(Data items)
------------------------------------
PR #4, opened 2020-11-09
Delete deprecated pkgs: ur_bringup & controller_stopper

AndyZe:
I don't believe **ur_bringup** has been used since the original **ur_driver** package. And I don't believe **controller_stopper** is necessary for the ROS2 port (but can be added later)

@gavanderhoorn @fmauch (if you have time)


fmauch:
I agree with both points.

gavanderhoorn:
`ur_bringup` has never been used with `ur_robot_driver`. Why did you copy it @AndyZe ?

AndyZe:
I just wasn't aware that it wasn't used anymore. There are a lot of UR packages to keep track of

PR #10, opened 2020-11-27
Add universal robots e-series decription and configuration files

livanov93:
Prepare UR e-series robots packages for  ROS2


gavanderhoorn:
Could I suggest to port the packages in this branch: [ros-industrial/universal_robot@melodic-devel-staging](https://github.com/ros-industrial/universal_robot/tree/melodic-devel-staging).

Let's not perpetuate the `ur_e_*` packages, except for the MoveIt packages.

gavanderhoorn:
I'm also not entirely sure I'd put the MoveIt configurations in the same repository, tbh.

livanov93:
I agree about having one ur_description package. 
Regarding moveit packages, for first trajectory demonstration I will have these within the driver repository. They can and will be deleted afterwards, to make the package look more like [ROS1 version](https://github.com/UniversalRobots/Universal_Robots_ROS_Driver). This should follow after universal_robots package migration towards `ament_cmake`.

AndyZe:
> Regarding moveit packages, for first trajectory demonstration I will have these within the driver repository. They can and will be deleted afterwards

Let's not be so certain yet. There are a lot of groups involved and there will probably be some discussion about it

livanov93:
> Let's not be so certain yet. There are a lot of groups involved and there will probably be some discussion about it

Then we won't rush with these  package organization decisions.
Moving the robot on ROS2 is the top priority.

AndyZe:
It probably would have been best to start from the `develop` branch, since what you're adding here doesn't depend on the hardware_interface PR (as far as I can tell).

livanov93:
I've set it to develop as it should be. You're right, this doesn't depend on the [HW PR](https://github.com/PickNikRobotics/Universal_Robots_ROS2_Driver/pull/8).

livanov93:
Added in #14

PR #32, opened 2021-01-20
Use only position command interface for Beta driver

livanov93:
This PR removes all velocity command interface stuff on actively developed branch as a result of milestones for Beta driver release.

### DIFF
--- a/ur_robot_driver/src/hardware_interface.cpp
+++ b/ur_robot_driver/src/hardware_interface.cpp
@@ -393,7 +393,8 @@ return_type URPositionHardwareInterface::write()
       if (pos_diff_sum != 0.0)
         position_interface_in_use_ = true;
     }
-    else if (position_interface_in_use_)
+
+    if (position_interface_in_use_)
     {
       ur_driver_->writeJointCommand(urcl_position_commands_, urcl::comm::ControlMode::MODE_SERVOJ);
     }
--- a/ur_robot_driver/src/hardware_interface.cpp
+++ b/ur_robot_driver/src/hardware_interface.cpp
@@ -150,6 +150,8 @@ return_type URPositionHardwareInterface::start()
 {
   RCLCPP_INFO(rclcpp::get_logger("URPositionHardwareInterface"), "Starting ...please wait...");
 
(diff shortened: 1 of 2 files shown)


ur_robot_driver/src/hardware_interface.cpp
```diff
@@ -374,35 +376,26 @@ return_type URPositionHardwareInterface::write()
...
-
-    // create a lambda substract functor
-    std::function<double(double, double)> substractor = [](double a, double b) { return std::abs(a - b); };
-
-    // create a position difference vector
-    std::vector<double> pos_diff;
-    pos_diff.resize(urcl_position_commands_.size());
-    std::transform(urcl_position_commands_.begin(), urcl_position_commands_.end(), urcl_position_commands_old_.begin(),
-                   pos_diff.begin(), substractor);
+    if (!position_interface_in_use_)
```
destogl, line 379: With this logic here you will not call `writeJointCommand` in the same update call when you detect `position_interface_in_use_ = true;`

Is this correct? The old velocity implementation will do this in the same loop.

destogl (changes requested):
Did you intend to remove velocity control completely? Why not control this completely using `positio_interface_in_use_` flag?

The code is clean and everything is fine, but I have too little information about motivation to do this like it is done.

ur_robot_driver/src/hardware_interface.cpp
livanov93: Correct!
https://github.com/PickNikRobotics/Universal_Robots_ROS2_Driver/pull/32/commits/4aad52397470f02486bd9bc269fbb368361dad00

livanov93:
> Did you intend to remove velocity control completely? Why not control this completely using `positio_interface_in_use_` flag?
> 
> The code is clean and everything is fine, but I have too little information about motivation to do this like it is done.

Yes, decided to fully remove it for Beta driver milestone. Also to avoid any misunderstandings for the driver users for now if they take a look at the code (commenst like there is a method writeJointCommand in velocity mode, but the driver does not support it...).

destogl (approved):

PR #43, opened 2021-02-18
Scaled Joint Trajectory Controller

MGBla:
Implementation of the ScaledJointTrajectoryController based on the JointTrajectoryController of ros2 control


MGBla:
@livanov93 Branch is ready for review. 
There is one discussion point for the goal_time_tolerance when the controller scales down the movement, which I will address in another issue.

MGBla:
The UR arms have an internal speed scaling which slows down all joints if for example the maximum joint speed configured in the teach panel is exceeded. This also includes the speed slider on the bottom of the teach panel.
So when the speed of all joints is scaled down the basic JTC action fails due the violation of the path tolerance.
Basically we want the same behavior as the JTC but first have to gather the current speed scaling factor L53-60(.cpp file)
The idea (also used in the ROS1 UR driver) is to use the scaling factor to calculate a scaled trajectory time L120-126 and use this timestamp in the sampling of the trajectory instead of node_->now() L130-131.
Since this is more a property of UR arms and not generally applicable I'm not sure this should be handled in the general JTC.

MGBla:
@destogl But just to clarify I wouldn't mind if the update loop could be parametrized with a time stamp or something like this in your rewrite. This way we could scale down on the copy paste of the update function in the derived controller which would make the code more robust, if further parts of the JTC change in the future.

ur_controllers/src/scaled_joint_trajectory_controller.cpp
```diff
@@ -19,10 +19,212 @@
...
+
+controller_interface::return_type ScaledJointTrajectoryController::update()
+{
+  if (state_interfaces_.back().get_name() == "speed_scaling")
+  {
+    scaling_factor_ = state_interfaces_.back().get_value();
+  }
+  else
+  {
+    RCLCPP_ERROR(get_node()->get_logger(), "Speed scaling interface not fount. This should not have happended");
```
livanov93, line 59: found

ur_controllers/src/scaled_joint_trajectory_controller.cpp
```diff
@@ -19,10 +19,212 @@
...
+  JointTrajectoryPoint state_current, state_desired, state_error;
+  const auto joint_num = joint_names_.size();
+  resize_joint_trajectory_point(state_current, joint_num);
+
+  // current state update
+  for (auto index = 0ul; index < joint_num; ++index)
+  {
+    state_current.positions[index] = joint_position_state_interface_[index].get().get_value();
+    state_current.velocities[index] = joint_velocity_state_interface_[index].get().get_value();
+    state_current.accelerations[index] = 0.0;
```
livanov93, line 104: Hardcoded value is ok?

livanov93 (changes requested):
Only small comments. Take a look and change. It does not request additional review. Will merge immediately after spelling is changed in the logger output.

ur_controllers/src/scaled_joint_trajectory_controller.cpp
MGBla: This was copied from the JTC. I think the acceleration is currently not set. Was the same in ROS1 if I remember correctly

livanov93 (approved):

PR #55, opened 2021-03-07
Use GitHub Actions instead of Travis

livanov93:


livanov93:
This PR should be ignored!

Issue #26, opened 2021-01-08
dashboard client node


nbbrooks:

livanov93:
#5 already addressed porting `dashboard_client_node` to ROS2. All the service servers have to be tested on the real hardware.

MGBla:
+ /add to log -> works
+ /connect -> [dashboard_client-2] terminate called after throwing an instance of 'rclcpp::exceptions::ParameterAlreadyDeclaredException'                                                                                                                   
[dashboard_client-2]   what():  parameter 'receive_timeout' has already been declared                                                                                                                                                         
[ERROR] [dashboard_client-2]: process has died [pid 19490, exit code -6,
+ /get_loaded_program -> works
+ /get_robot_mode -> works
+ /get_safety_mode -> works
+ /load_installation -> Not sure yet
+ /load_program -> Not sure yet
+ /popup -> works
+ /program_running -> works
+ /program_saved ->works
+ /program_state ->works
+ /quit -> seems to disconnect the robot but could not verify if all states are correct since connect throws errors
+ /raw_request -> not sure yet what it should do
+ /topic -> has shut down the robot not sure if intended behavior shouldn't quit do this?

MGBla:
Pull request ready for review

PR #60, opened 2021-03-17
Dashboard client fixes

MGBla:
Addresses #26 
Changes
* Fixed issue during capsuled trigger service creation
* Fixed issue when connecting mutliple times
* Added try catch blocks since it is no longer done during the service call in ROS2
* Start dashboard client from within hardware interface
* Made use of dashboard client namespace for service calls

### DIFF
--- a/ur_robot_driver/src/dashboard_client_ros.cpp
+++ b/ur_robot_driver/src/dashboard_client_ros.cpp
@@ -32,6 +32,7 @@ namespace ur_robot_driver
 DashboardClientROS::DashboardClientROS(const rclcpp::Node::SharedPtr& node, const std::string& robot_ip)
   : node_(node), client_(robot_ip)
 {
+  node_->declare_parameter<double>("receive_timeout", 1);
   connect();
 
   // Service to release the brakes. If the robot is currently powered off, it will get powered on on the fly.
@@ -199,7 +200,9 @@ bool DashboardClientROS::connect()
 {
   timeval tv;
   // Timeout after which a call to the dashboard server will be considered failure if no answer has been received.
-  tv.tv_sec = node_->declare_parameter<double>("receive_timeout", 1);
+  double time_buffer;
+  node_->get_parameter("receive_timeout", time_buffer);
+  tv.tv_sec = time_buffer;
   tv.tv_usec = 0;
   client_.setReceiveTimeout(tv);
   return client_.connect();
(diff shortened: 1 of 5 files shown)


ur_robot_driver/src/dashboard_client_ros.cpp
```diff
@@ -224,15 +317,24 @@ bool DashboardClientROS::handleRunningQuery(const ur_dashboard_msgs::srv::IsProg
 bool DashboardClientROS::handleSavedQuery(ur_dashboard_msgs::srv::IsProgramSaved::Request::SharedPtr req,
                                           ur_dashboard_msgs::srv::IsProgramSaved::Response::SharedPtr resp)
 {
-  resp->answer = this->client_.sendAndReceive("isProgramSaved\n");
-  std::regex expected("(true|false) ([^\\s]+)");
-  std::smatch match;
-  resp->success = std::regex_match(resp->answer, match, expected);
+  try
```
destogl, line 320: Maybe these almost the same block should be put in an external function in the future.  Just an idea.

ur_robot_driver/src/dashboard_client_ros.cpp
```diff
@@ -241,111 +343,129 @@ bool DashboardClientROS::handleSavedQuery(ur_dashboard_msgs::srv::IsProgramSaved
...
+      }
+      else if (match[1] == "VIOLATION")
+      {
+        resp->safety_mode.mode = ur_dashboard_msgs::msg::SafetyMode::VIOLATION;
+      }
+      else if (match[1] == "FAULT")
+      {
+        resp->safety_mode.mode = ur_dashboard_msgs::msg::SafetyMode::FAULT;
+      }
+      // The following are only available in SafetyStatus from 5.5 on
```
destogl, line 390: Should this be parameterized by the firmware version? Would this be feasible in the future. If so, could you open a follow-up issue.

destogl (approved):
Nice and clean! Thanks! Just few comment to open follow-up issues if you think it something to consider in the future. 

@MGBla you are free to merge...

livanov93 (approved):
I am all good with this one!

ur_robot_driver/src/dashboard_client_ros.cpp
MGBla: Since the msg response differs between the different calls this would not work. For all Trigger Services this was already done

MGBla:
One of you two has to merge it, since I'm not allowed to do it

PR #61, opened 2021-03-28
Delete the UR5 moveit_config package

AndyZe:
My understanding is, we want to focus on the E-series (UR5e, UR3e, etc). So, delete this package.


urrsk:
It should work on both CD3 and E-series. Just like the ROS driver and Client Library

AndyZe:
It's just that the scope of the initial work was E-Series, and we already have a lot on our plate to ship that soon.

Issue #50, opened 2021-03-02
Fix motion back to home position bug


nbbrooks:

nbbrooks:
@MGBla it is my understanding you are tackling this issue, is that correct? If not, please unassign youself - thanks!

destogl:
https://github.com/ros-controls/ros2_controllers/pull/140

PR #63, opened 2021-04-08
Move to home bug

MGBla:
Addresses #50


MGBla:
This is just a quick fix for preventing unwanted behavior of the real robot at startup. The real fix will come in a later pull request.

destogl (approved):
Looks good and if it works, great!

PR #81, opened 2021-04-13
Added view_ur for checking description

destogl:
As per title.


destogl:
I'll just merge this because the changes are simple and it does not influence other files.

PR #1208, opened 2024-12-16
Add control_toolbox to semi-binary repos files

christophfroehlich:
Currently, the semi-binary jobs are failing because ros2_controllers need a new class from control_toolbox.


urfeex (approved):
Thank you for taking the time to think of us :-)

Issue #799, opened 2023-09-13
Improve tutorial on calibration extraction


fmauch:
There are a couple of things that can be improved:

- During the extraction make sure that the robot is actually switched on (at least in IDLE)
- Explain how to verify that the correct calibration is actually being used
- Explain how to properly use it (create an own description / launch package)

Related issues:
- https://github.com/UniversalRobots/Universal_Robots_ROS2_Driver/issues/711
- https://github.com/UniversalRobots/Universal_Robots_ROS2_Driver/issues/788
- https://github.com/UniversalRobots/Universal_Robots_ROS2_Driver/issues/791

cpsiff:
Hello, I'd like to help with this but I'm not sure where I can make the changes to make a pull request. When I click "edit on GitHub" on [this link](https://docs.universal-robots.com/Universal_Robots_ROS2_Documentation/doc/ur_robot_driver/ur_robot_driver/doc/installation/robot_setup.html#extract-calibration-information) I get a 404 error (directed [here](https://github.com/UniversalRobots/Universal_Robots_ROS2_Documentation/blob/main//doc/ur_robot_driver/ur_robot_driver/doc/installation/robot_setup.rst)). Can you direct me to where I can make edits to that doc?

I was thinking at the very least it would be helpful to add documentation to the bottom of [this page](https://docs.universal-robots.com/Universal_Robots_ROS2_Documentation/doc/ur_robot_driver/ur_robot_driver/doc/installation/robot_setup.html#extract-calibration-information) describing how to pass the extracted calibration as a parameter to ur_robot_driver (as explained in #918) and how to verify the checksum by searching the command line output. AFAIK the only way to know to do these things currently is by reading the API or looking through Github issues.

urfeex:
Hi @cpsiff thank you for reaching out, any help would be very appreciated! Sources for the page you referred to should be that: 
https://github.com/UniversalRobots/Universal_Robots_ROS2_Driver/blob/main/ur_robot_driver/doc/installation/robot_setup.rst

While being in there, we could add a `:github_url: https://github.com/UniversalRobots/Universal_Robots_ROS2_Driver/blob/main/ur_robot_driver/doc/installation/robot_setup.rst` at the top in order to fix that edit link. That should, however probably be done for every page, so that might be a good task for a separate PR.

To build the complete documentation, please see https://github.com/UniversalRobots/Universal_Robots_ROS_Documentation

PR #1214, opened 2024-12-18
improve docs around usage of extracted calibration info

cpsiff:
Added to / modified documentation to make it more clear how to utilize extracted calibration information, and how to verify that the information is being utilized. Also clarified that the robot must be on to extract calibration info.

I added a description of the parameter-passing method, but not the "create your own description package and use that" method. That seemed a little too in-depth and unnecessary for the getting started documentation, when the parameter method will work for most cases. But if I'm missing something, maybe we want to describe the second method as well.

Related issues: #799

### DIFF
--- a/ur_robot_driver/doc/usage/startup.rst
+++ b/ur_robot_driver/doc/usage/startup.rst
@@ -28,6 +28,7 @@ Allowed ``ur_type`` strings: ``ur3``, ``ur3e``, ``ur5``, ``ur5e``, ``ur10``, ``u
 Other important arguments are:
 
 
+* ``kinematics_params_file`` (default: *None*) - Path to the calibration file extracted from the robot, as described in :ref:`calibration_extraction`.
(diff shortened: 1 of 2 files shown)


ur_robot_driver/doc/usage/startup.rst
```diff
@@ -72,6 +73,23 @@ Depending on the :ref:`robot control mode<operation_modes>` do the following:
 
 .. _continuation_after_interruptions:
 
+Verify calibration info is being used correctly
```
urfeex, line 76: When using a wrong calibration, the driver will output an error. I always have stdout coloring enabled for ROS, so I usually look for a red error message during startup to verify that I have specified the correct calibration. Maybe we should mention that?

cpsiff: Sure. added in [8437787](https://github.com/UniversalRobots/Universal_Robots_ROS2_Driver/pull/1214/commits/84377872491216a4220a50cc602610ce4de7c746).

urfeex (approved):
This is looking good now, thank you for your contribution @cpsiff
------------------------------------
▶ Your instructions
Show the lines above that have the word "correctly".

▶ Answer area
MGBla: This was copied from the JTC. I think the acceleration is currently not set. Was the same in ROS1 if I remember correctly
+Verify calibration info is being used correctly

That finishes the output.